И тем более спешить о них разъяснить, раз в Петрограде успокаивается! Ночные сведения из главного морского штаба подтверждали, что в Петрограде порядок понемногу восстанавливается, и войска всё более подчиняются Думе, однако необходимы решительные акты власти, чтоб удовлетворить общественное мнение и так противопоставить пропаганде революционеров.

Адмирал же Григорович, такой же сейчас больной, как и Алексеев, не имея сообщения с Царским Селом, чтобы прямо доложить приехавшему Государю, пересылал через Алексеева телеграмму кронштадтского коменданта, что со вчерашнего вечера гарнизон Кронштадта волнуется, и некем его усмирить, нет ни одной надёжной части.
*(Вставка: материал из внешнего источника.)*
PR #47, opened 2021-08-17
Update README to reflect actual features

boesing:
|    Q          |   A
|-------------- | ------
| Documentation | yes

### Description

While working on implementing #46, I realized that the documentation does not fully reflect any feature which is hidden when having a deep-dive into the code.

I detected these missing features:
- `additional_checks` "job" element can provide either `{"php": "7.4"}` or `{"php": "*"}`, the latter will execute that job on every PHP version supported by the project
- non-empty `checks` will prevent any auto-detection of jobs
- `ignore_platform_reqs_8` was missing in the `.laminas-ci.json` example
- `stablePHP` was missing in the `.laminas-ci.json` example

Furthermore, the documentation repeated the `job` configuration multiple time while not being in sync.

### DIFF
--- a/README.md
+++ b/README.md
@@ -76,20 +76,24 @@ The "exclude" element will only be present if the package using the action provi
 Each item in the "exclude" array will be an object, with one or more of the keys listed in the "include" objects; when a job matches all elements specified in the "exclude" array, it will be excluded from runs.
 
 The "job" element is a string JSON object detailing the job to run.
-Note: it is **not** an object; it is a JSON string.
-It will have the following elements, but is not restricted to them:
+Note: it is **not** an object; it is a JSON string but it MUST have the structure as shown [here](#job-element).
+
+### Job Element
+
+The "job" element will have the following elements, but is not restricted to them:
 
 ```json
 {
-  "php": "string PHP minor version to run against",
+  "php": "(optional) string PHP minor version to run against",
   "extensions": [
-    "extension names to install; names are from the ondrej PHP repository, minus the php{VERSION}- prefix",
+    "(optional) extension names to install; names are from the ondrej PHP repository, minus the php{VERSION}- prefix"
   ],
   "ini": [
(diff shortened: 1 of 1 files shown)


README.md
```diff
@@ -76,20 +76,24 @@ The "exclude" element will only be present if the package using the action provi
...
   ],
   "ini": [
-    "php.ini directives, one per element; e.g. 'memory_limit=-1'",
+    "(optional) php.ini directives, one per element; e.g. 'memory_limit=-1'"
   ],
-  "dependencies": "dependencies to test against; one of lowest, locked, latest",
-  "command": "command to run to perform the check"
+  "dependencies": "(optional) dependencies to test against; one of lowest, locked, latest. default: locked",
+  "command": "(required) command to run to perform the check",
+  "ignore_platform_reqs_8": "(optional) boolean; whether to add `--ignore-platform-req=php` to composer for PHP 8.0"
```
weierophinney: We should indicate the default value here (it's `true`).

README.md
```diff
@@ -130,34 +136,18 @@ Each element in that array should be in the same format as listed above for the
...
-  "ignore_platform_reqs_on_8": "(boolean; OPTIONAL) Whether or not to ignore platform requirements on PHP 8; defaults to true",
-  "command": "command to run to perform the check"
-}
-```
+In each case, it MUST have the structure as shown [here](#job-element) **but** the "php" element is mandatory in here and MUST contain
+the minor PHP version to run the check against.
 
 The action validates each check and its job to ensure it is structured correctly, and will provide warnings if not, omitting any check that is malformed from the output.
 
+**If specific checks are provided by a project, the matrix won't contain any auto-detected checks and will only output these checks.**
```
weierophinney:
```suggestion
**If the `checks` element is populated, the matrix will not include any auto-detected checks, and will only output the jobs listed in that element.**
```

weierophinney (changes requested):

weierophinney (approved):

Так всё сходилось! И потому, что в Петрограде наметилось успокоение, и потому, что в Москве и Кронштадте подымались волнения, — нужна, нужна была уступка Государя обществу! И Алексеев всё более чувствовал бремя убеждения на себе: тем более он должен был убеждать Государя, что тот в пути многих сведений не имел.

И даже чая не попив, начал раннее утро Алексеев с составления уговорительной телеграммы Государю, чтоб успела она вскоре после его прибытия в Царское и сразу дала бы ему правильную ориентировку. Он привёл полностью тревожную телеграмму Мрозовского. Предупредил, что беспорядки из Москвы несомненно перекинутся в другие центры России. И тогда окончательно будет расстроено функционирование железных дорог, армия же губительно останется без подвоза, тогда возможны беспорядки и в ней.

Так звено за звеном неумолимо цеплялись, и Алексеев уже ясно видел — и писал: революция в России станет неминуема, и это будет знаменовать позорное окончание войны со всеми тяжёлыми последствиями. И нельзя требовать от армии, чтоб она спокойно сражалась, когда в тылу идёт революция, — особенно при молодом офицерском составе с громадным процентом студентов. Поведут ли они свои части в таком столкновении? Прежде того — не отзовётся ли на волнения сама армия?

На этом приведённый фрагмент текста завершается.